Wed Jul 29, 2009, 12:00 PM EDT
Ipswich -
The late July air is usually filled with the slow, fat greenhead's buzz, the slap! of hand on skin swatting the voracious flies to crumpled heaps and unprintable exclamations as yet another fly hits home with its bite.
This year? Silence. No buzz. No swats. No expletives.
The bane of the North Shore summer, the greenhead fly, has seemingly disappeared.
Normally, gatekeepers at Crane's Beach put up a warning sign during greenhead season that reads: "Greenhead season. No refunds." Sometimes they even draw greenheads on the board, rating the severity of the flies whose bites can leave welts the size of a European principality. One fly -- not so bad. Up to five flies -- don't even roll down the car window to pay.
This year the Crane gatekeepers have put out the sign just once.
"I've been here since 1977," said Peter Pinciaro, the Trustees of Reservations general manager for the beach and the Crane estate. "This year sets the standard for lack of greenheads. It's got us scratching our heads."
Walter Montgomery, director of Northeast Massachusetts Mosquito Control -- his department puts out the black box greenhead traps -- agrees. There simply aren't many greenheads around this year. But even he isn't exactly sure why.
Montgomery does have two, or maybe two and a half, theories as to why the greenhead has all but disappeared this year.
Unfortunately none of the theories involve a permanent reduction in greenhead populations.
Theory No. 1 says the lack of greenheads is merely the result of a natural cycle.
Theory No. 2 says the cold, wet June disrupted the greenhead life cycle, which could either mean the pests have merely been delayed this year or they died before they could mature due to the weather.
Theory No. 2 1/2 is combination of the first two.
Montgomery rules out one reason: The tides.
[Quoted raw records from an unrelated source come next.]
Issue #489, opened 2021-11-12
Memory leak


vastray:
Removed elements are not deleted from memory.

![Снимок экрана от 2021-11-12 13-47-05](https://user-images.githubusercontent.com/51928487/141451228-794e626c-b00e-4512-b4f1-04821bc5e729.png)
^^^ Nodes and Listeners are not cleared

We create the "List" controller, in it we create elements for the "Item" controller. When the button is clicked, the item is cleared and a list is created. When you click on the "Reload" button, a memory leak occurs. The garbage collector doesn't help.

Example:

index.html
```html
<div data-controller="list">
    <button data-action="list#reload">Reload</button>
    <div data-list-target="listContainer"></div>
</div>
```

script.js
```javascript
const data = ['name1', 'name2', 'name3', 'name4', 'name5', 'name6', 'name7', 'name8']

Stimulus.register("list", class extends Controller {

    static targets = ['listContainer']

    connect() {
        this.load()
    }

    load() {
        data.forEach((name) => {
            const div = document.createElement('div')
            div.setAttribute('data-controller', 'item')
            div.setAttribute('data-action', 'click->item#log')
            div.innerText = name
            this.listContainerTarget.appendChild(div)
        })
    }

    reload() {
        this.listContainerTarget.innerHTML = ''
        this.load()
    }
})

Stimulus.register("item", class extends Controller {

    log() {
        console.log('click')
    }

})
```

tleish:
I'm pretty sure this has nothing to do with stimulus.  In this instance, stimulus is the event handling for executing the javascript, it the standard javascript that creating and clearing the nodes.

It's been discussed a lot in other javascript forums: 
- [javascript - Empty-ing innerHTML increases number of DOM nodes - Stack Overflow](https://stackoverflow.com/questions/22486030/empty-ing-innerhtml-increases-number-of-dom-nodes)
- [javascript - How to remove DOM elements without memory leaks? - Stack Overflow](https://stackoverflow.com/questions/3785258/how-to-remove-dom-elements-without-memory-leaks)
- [Deleting HTML Elements in JavaScript to avoid memory leaks - Stack Overflow](https://stackoverflow.com/questions/49147182/deleting-html-elements-in-javascript-to-avoid-memory-leaks)

If it's not an issue, you can ignore it.  Otherwise for you can read through this post for possible alternatives to innerHTML:
[...]

Issue #547, opened 2022-06-02
Potential Memory Leak in Dispatcher


redrockcity:
I'm attempting to use Stimulus to implement infinite scroll for a list of results. As the page is scrolled, new pages of results are fetched and their elements added to the DOM. Some of these elements have stimulus controllers, actions, or are targets. As these elements are added to the DOM, Stimulus is correctly attaching controllers and event handlers to them as expected.

As an optimization, as the page is scrolled further, results that have moved off screen are removed from the DOM. Again, Stimulus is correctly detaching controllers and tearing down event handlers as elements are removed.

If the page is scrolled back up to view results that were previously removed from the DOM, they are refetched and reinserted into the DOM. If the page is scrolled up and down repeatedly, result elements will be removed, refetched, and reinserted as needed. The effect is that only the results the user is currently viewing (with a small buffer) are present in the the DOM at any time.

While running some tests of scrolling the page up and down, I noticed the heap size of the page continually growing. I did a heap snapshot and noticed _a large amount of detached HTMLElements (representing the removed results) were still on the heap_. Although they were not in the DOM, _they were still referenced by the eventListenerMaps in the Stimulus dispatcher_.

![image](https://user-images.githubusercontent.com/25106557/171695652-10459eb5-c3fd-42ac-8831-b15bb6524205.png)

Over time, eventListenerMaps is continuing to grow with detached eventTargets even after they have been disconnected from a controller and removed from the DOM. My infinite scroll page certainly exacerbates this effect, however I would think it could still be an issue with long running SPAs or Turbo apps using Stimulus.

I've tried removing the result elements using parentElement.innerHtml = "", element.remove(), parentElement.removeChildren() but am seeing the same effect with eventListenerMaps. Is there a different way of removing elements such that Stimulus will not maintain a reference to them and they can be garbage collected?

Thanks!

redrockcity:
> Did you happen to read issue #489?

I did read that issue and attempted to implement the same fix mentioned at the bottom. I looped through all the elements and removed any data-* attributes prior to removing them from the DOM—thinking Stimulus might clean up the event listener mappings to said elements. Unless I did something wrong, it didn't seem to have any effect. I still got an accumulation of detached element references in the eventListenerMaps over prolonged use of the page.

intrip:
@redrockcity https://github.com/hotwired/stimulus/pull/592 might have fixed this, can you still reproduce using the latest StimulusJS version?

marcoroth:
[...]

PR #592, opened 2022-10-20
Clear dangling EventListeners and Detached Nodes when a controller is removed from the DOM

intrip:
`eventListenerMaps` maps HTML elements handled by Stimulus to `eventListenerMap`, a map of Stimulus EventListeners in this way: `{ HTMLelement: { eventName: EventListener } }`. When a controller HTML is removed from the DOM the dangling EventListeners aren't removed, moreover, the removed HTML elements are still referenced via the `eventListenerMaps` keys. This leads to having multiple detached HTMLelements and eventListeners which can't be GCed hence a memory leak. The leak is fixed by removing the dangling eventListeners and clearing unused `eventListenerMaps` keys. When the HTMLelement is attached again to the DOM, the `eventListenerMaps` and the related `eventListeners` are automatically re-created by Stimulus via the MutationObservers, no data is lost by doing this.

Below is an example to reproduce the issue:

```html
<html>
  <head>
    <script type="module">
        doClick() { process(500) }
      })
    </script>
    <script>
      function process(count) {
        let i = 0
        let handler = setInterval(function(){
          if (++i > count) {
            clearInterval(handler)
          } else {
            document.body.replaceWith(document.body.cloneNode(true))
          }
        }, 1)
      }
    </script>
</head>
<body>
    To reproduce:
    <ul>
      <li>Check heap snapshot</li>
    </ul>
  </div>
</body>
</html>
```

heap snapshot before:

Screenshot 2022-10-19 at 17 10 35

heap snapshot after:

Screenshot 2022-10-19 at 17 11 10

**Related** https://github.com/hotwired/stimulus/issues/489 https://github.com/hotwired/stimulus/issues/547

### DIFF
--- a/src/core/binding_observer.ts
+++ b/src/core/binding_observer.ts
@@ -7,7 +7,7 @@ import { Token, ValueListObserver, ValueListObserverDelegate } from "../mutation
 
 export interface BindingObserverDelegate extends ErrorHandler {
   bindingConnected(binding: Binding): void
-  bindingDisconnected(binding: Binding): void
+  bindingDisconnected(binding: Binding, clearEventListeners?: boolean): void
 }
 
 export class BindingObserver implements ValueListObserverDelegate<Action> {
@@ -72,7 +72,7 @@ export class BindingObserver implements ValueListObserverDelegate<Action> {
   }
 
   private disconnectAllActions() {
-    this.bindings.forEach((binding) => this.delegate.bindingDisconnected(binding))
+    this.bindings.forEach((binding) => this.delegate.bindingDisconnected(binding, true))
     this.bindingsByAction.clear()
   }
 
--- a/src/core/dispatcher.ts
+++ b/src/core/dispatcher.ts
@@ -41,14 +41,32 @@ export class Dispatcher implements BindingObserverDelegate {
     this.fetchEventListenerForBinding(binding).bindingConnected(binding)
   }
 
-  bindingDisconnected(binding: Binding) {
+  bindingDisconnected(binding: Binding, clearEventListeners: boolean = false) {
     this.fetchEventListenerForBinding(binding).bindingDisconnected(binding)
+    if (clearEventListeners) this.clearEventListenersForBinding(binding)
   }
 
   // Error handling
 
   handleError(error: Error, message: string, detail: object = {}) {
     this.application.handleError(error, `Error ${message}`, detail)
+  }
+
+  private clearEventListenersForBinding(binding: Binding) {
+    const eventListener = this.fetchEventListenerForBinding(binding)
+    if (!eventListener.hasBindings()) {
+      eventListener.disconnect()
+      this.removeMappedEventListenerFor(binding)
+    }
+  }
+
+  private removeMappedEventListenerFor(binding: Binding) {
+    const { eventTarget, eventName, eventOptions } = binding
+    const eventListenerMap = this.fetchEventListenerMapForEventTarget(eventTarget)
+    const cacheKey = this.cacheKey(eventName, eventOptions)
+
+    eventListenerMap.delete(cacheKey)
+    if (eventListenerMap.size == 0) this.eventListenerMaps.delete(eventTarget)
   }
 
   private fetchEventListenerForBinding(binding: Binding): EventListener {
--- a/src/core/event_listener.ts
+++ b/src/core/event_listener.ts
@@ -43,6 +43,10 @@ export class EventListener implements EventListenerObject {
     }
   }
 
+  hasBindings() {
+    return this.unorderedBindings.size > 0
+  }
+
   get bindings(): Binding[] {
     return Array.from(this.unorderedBindings).sort((left, right) => {
       const leftIndex = left.index,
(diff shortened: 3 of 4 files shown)


rik:
Could this be solved by only changing `Dispatcher.eventListenerMaps` to a `WeakMap`?

https://github.com/hotwired/stimulus/blob/1dc541567568ac1f835dcf6cabda6952a84ce6b2/src/core/dispatcher.ts#L13

intrip:
> Could this be solved by only changing `Dispatcher.eventListenerMaps` to a `WeakMap`?
> 
> https://github.com/hotwired/stimulus/blob/96869438506e23ab9ccda5df4b2a96fa4ce0f55c/src/core/dispatcher.ts#L13

I thought about this too but, unfortunately, I don't think it would work: `EventListener` objects (referenced via [EventListenerMaps](https://github.com/hotwired/stimulus/blob/6bb80e4e46b7bc83def80390efee0eb701562cf9/src/core/dispatcher.ts#L8)  have a specific lifecycle so they need to be correctly [disconnected](https://github.com/hotwired/stimulus/blob/6bb80e4e46b7bc83def80390efee0eb701562cf9/src/core/event_listener.ts#L31) before being removed, by using a WeakMap we don't have control on that. For example, If an `EventListener` won't be disconnected properly we'll have a case when the Dispatcher will [re-create and connect a new one](https://github.com/hotwired/stimulus/blob/44943a363522806d8be43d98f85e7a151865be59/src/core/dispatcher.ts#L75-L78) and we'll end up in a state with duplicate EventListeners connected.

src/core/binding_observer.ts
```diff
@@ -7,7 +7,7 @@ import { Token, ValueListObserver, ValueListObserverDelegate } from "../mutation
 
 export interface BindingObserverDelegate extends ErrorHandler {
   bindingConnected(binding: Binding): void
-  bindingDisconnected(binding: Binding): void
+  bindingDisconnected(binding: Binding, clearEventListeners?: boolean): void
```
jorgemanrubia, line 10: Is there a scenario where we want to invoke this `bindingDisconnected` method without clearing the listeners?

src/core/dispatcher.ts
```diff
@@ -51,6 +52,19 @@ export class Dispatcher implements BindingObserverDelegate {
...
+    if (eventListener.bindings.length == 0) {
+      const { eventTarget, eventName, eventOptions } = binding
+      const eventListenerMap = this.fetchEventListenerMapForEventTarget(eventTarget)
+      const cacheKey = this.cacheKey(eventName, eventOptions)
+      eventListener.disconnect()
+      eventListenerMap.delete(cacheKey)
+
+      if (eventListenerMap.size == 0) this.eventListenerMaps.delete(eventTarget)
+    }
+  }
```
jorgemanrubia, line 66: Maybe could extract a couple of methods to clarify logic. I also added a method `EventListener.hasBindings`:

```ts
private clearEventListenersForBinding(binding: Binding) {
  const eventListener = this.fetchEventListenerForBinding(binding)
  if (!eventListener.hasBindings()) {
    this.removeMappedEventListenerFor(binding)
    eventListener.disconnect()
  }
}

private removeMappedEventListenerFor(binding: Binding) {
  const { eventTarget, eventName, eventOptions } = binding
  const eventListenerMap = this.fetchEventListenerMapForEventTarget(eventTarget)
  const cacheKey = this.cacheKey(eventName, eventOptions)

  eventListenerMap.delete(cacheKey)
  if (eventListenerMap.size == 0) this.eventListenerMaps.delete(eventTarget)
}
```

src/core/dispatcher.ts
```diff
@@ -51,6 +52,19 @@ export class Dispatcher implements BindingObserverDelegate {
     this.application.handleError(error, `Error ${message}`, detail)
   }
 
+  private clearEventListenersForBinding(binding: Binding) {
+    const eventListener = this.fetchEventListenerForBinding(binding)
+    if (eventListener.bindings.length == 0) {
```
jorgemanrubia, line 57: Why do we need this check `eventListener.bindings.length == 0`? In which scenario can this be invoked where this doesn't validate? I don't see anything wrong I just want to understand 😅.

jorgemanrubia (commented):
Amazing work tracking this one down @intrip 🙌!

src/core/dispatcher.ts
intrip: Please ask! 
It's a rough edge but It's possible to have multiple bindings for the same `EventListener`. Let's say we have this scenario:

```
  <button data-action="click->boosts#doSomething click->boosts#doSomething">Hey!</button>
</div>
```

In this case, if change the "data-action" we don't want to disconnect the `EventListener` unless we remove both "click->boosts#doSomething" actions.
Right now we call this method only if the whole controller is removed so the safeguard is not a necessity, it was a necessity in the first version I made which didn't use the "clearEventListeners" flag.

intrip:
> Great, this would be able to potentially fix #489 and #547?

Yes, I think those two issues are related.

Though the greenheads generally last between the full moons of July and August, their life cycle has nothing to do with high or low tides, said Montgomery.
"It's just their natural life cycle," he said.
The female greenhead lays eggs in the top of salt marsh grass.
"They hatch, move down and then burrow 8 inches into the ground and come out the following season," said Montgomery. "Typically, that's what happens."
But the cold, wet June may have prevented the flies from maturing this year, killing them before their first bite.
The lack of greenheads won't affect other species, such as bird populations, which feed on them, Montgomery said.
"There's plenty of other things for birds to eat," he said.
"Almost all insect species go through cycles," said Montgomery. "They build and build and build and then suddenly drop. This could be a combination of the cold, wet spring and it being a low cycle of the population."